All of a sudden, you have your server and a gazillion apps out there, some more or less buggy than the others.

THIS is the biggest benefit of a web based app, not the reach of the 1205 users of FreeBSD. You have a bug? Fix it. Instantly, no one has a bug anymore. THAT is convenient.

Re:Why are people still using this?

Performance. Flash may be pure hell, but at least it runs, and doesn't bring one's Web browser to a lurching halt like Java does.
JVM hell, where something that works on one JVM may not work 100% on another.
Platform differences. Same JVM might run code on Windows, but will break on a Mac.
Apparent neglect of the platform by Oracle.

Re:Why are people still using this?

[KlomDark]

Have you worked with C# under the .NET 4.x framework now that they've added Entity Framework to it?

It is so much more efficient that any other data access abstraction I've ever seen.
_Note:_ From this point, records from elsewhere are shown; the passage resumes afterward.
PR #1245, opened 2018-10-22
[Kernel] Add 12 kernel/xam exports used by dash.xex

emoose:
This adds the following exports needed for dash.xex & xshell.xex:

- xboxkrnl::ExConsoleGameRegion (set to 0xFFFFFFFF)
- xboxkrnl::_vsnwprintf
- XamContentCreateDeviceEnumerator
- XamFormatDateString
- XamFormatTimeString
- XamBuildResourceLocator
- XamBuildGamercardResourceLocator
- XamBuildSharedSystemResourceLocator
- XamBuildLegacySystemResourceLocator
- XamBuildXamResourceLocator
- XamNotifyCreateListenerInternal (1 unknown param)
- XamGetOnlineSchema (returns dummy data)

The commit messages mostly go into what the exports are for, besides XamNotifyCreateListenerInternal these are pretty much completely implemented, the XamFormat* exports currently don't localize for different system regions though, but since it's only really used in dash.xex AFAIK it's probably not a huge priority right now :P 

XamBuildResourceLocator returns a string that can refer to a resource either from a file path or an XEX resource.
On 360 the other *ResourceLocator exports call that and pass a handle to xam.xex's module to retrieve resources from it, our xam.xex doesn't have any kind of resources though, but luckily we can just make XamBuildResourceLocator return a file path for those instead and the requesting app will happily read them from your local directory (as long as media:\ is symlinked anyway)

With dash.xex it requires gamercrd & shrdres to be extracted from xam.xex (with a .xzp extension), you can use "xextool -d . xam.xex" to extract them.


BearGamesStudio:
how do i get nxe2 dashes to run? thx.

PR #1301, opened 2018-12-05
Update README and issue template

Margen67:


README.md
```diff
@@ -2,17 +2,17 @@ Xenia - Xbox 360 Emulator Research Project
...
 
 Xenia is an experimental emulator for the Xbox 360. For more information see the
-[main xenia website](https://xenia.jp/).
+[main Xenia website](https://xenia.jp/).
 
 **Interested in supporting the core contributors?
 [Xenia Project on Patreon](https://www.patreon.com/xenia_project).**
 
-Come chat with us about **emulator-related topics** on [Discord](https://discord.gg/Q9mxZf9).
+Come chat with us about **emulator-related topics** on [Discord](https://discord.me/xenia-emulator).
```
DrChat: Why make this change?

README.md
```diff
@@ -80,17 +80,18 @@ Fixes and optimizations are always welcome (please!), but in addition to
 that there are some major work areas still untouched:
 
 * Help work through missing functionality/bugs in game [compat](https://github.com/xenia-project/xenia/issues?labels=compat)
-* Add input drivers for [PS4 controllers](https://github.com/xenia-project/xenia/issues/60) (or anything else)
+* Add input drivers for [DS4 controllers](https://github.com/xenia-project/xenia/issues/60) (or anything else)
```
DrChat: Although it's understandable to call these DualShock 4 controllers, less people are going to understand that these are the controllers for the PS4.

README.md
```diff
@@ -80,17 +80,18 @@ Fixes and optimizations are always welcome (please!), but in addition to
...
 * Skilled with Linux? A strong contributor is needed to [help with porting](https://github.com/xenia-project/xenia/labels/cross%20platform)
 
-See more projects [good for contributors](https://github.com/xenia-project/xenia/labels/good%20first%20issue). It's a good idea to ask on Discord/the bugs before beginning work
-on something.
+See more projects [good for contributors](https://github.com/xenia-project/xenia/labels/good%20first%20issue). It's a good idea to ask on Discord/the issues before beginning
```
DrChat: "...It's a good idea to ask on Discord/check the issues page before beginning..."

README.md
```diff
@@ -80,17 +80,18 @@ Fixes and optimizations are always welcome (please!), but in addition to
...
 
 For more see the main [frequently asked questions](https://xenia.jp/faq/) page.
 
 ### Can I get an exe?
 
-Check [Appveyor's artifacts](https://ci.appveyor.com/project/benvanik/xenia/build/artifacts) to see
-what's there.
+[Master (Vulkan)](https://ci.appveyor.com/api/projects/benvanik/xenia/artifacts/xenia-master.zip?branch=master&job=Configuration%3A%20Release&pr=false)
+
+[D3D12](https://ci.appveyor.com/api/projects/benvanik/xenia/artifacts/xenia-d3d12.zip?branch=d3d12&job=Configuration%3A%20Release&pr=false)
```
DrChat: Let's not link to the d3d12 branch from the master branch. The d3d12 branch could probably link to the d3d12 appveyor artifacts.

README.md
```diff
@@ -80,17 +80,18 @@ Fixes and optimizations are always welcome (please!), but in addition to
...
 
 ## FAQ
 
 For more see the main [frequently asked questions](https://xenia.jp/faq/) page.
 
 ### Can I get an exe?
 
-Check [Appveyor's artifacts](https://ci.appveyor.com/project/benvanik/xenia/build/artifacts) to see
-what's there.
+[Master (Vulkan)](https://ci.appveyor.com/api/projects/benvanik/xenia/artifacts/xenia-master.zip?branch=master&job=Configuration%3A%20Release&pr=false)
```
DrChat: This is a good idea, and could you change "Master (Vulkan)" -> "Master"?

README.md
gibbed: I think there's merit to this change as the server has a vanity link for that purpose (apparently, didn't know it did).

README.md
gibbed: I think that was changed to match how I labeled them on the website?

DrChat: Ah, good point. I suppose we can keep it this way, though I don't like to think of branches as being tied to any one renderer backend.

gibbed: That's just a title, doesn't necessarily have to be renderer.

https://github.com/xenia-project/xenia/blob/gh-pages/_config.yml#L66

README.md
Margen67: What do you mean?

README.md
Margen67: People download from the master branch and get confused when it's not d3d12 so that's not a good idea.

README.md
Margen67: Does PS4/DS4 work?

README.md
gibbed: Please undo this change. I didn't notice the `.me` TLD change and this page has ads.

README.md
```diff
@@ -82,17 +82,17 @@ is wide open greenfield fun.
 Fixes and optimizations are always welcome (please!), but in addition to
 that there are some major work areas still untouched:
 
-* Help work through [missing functionality/bugs in games](https://github.com/xenia-project/xenia/labels/compat)
-* Add input drivers for [PS4 controllers](https://github.com/xenia-project/xenia/issues/60) (or anything else)
+* Help work through [missing functionality/bugs in games](https://github.com/xenia-project/xenia/issues?labels=compat)
+* Add input drivers for [PS4/DS4 controllers](https://github.com/xenia-project/xenia/issues/60) (or anything else)
```
gibbed: I think for this, the text would be best `DualShock4 (PS4) controllers`.

PR #1306, opened 2018-12-10
Change "Windows SDKs" to specify exact SDKs needed

twrist:
_"I'm helping!" ~Ralph Wiggum_


Margen67:
It should also mention that building the D3D12 branch requires the 15063 SDK.

gibbed:
No longer relevant since support for VS 2019 was added.

PR #1308, opened 2018-12-13
Update D3D12

YeimiK:
Update


Triang3l:
Only GitHub web interface changes there that affect nothing when on a separate branch, not very important.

It even makes Hibernate/NHibernate look like a lame hack.

I am able to do extremely complex things with 10% of the amount of code I used to have to write.

Microsoft might be making a LOT of mistakes lately, but Entity Framework is not one of them. I don't know if I'll ever have the patience to use another language again - C# with Entity Framework is that much better.

Re:Why are people still using this?

[VGPowerlord]

It really depends on what you're doing. If you're developing a database-backed website, I suspect that the Java solution* would be the quickest to deliver, followed by Python with C/C++ coming in dead last.

*That is assuming that the dev team uses appropriate technologies such as Spring and Hibernate, and not straight Servlets/JSPs/JSFs and JDBC.

Re:Java is used everywhere in the office

[Billly+Gates]

As someone pointed out in the last story it is the IE 6 that wont go away, or at least the Cobol of the 21st century.

Every banking site requires it so it can wrap win32 com objects like excel spreadsheets for lines of credit reportsthat can be cut and pasted using security holes from 1.4.1 or some ancient version. So java is used to activeX like functionality with no security controls and is a requirement for anyone in finance. Some support java 6 but have to include some security holes so they can access windows dlls for the accountants.

Manpower and Kronos for clocking employees in and out also use Java. Java is still the most widely used language in the world if you check any website.

The irritating thing is not that Oracle wont fix java and should be liable, but rather apps and banking sites require such ancient versions of it that only work with XP and are filled with 30 or more security holes.

Many of these accountant laptops just get re-imaged on a weekly basis from infections. These same accountants only look at the cost of upgrading and not the productivity loss.

Re:Java on Slashdot is almost a meme now

[pnot]

Amen to that. As any /. Java comment thread demonstrates, the chief functionality of the Java browser plugin these days is tarnishing the reputation of the entire Java platform and ecosystem.

Doubtless there are still websites out there that need the plugin, but I don't remember the last time I saw one. Definitely time to make it opt-in, not opt-out.

Oracle doesn't care about Java in the browser

[SomewhereInTheUs]

Java is worthless in the browser and I doubt that Oracle cares if it's removed. They might even prefer it.

Rather, Java's worth to Oracle is primarily as an internal tool for creating products/services and secondarily a means for providing easy extensibility and connectivity to developers that code to the interfaces those products expose.

The days of Sun evangelizing Java as the Second Coming and pimping it everywhere they can are over. It's just a means to an end at Oracle.